Exercise materials
-- Opening Marker --
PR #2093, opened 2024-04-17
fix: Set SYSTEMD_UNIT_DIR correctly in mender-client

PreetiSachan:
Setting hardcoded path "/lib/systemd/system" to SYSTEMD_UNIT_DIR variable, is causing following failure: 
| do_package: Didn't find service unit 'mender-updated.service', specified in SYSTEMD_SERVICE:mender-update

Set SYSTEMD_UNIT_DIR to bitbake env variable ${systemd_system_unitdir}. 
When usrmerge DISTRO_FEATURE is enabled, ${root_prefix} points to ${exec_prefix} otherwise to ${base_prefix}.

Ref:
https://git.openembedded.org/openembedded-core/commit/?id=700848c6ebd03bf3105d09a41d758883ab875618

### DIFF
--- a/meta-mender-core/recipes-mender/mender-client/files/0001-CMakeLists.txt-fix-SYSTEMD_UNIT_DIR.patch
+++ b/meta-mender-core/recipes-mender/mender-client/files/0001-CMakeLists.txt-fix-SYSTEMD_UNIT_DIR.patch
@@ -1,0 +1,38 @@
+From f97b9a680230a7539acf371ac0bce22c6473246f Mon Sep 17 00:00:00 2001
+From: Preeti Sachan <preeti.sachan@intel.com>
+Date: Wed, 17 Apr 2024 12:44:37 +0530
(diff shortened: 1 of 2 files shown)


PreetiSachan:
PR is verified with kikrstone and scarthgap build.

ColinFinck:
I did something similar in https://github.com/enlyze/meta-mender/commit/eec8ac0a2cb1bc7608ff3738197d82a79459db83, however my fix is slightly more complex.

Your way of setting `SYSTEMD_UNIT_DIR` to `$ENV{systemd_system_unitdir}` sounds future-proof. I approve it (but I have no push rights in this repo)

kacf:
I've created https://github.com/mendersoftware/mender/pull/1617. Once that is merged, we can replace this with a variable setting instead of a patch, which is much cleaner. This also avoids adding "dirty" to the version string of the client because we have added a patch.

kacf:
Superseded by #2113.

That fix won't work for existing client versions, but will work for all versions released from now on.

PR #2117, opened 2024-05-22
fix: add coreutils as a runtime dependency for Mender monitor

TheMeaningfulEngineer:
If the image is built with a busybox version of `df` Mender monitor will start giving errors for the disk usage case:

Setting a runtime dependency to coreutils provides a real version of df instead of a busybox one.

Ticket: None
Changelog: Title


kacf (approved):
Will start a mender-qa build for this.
-- Closing Marker --
What the task requires
Please write out, exactly as they appear, the lines from the one containing "Changelog: Title" through the last line of the records above, and nothing more.

Task result
Changelog: Title


kacf (approved):
Will start a mender-qa build for this.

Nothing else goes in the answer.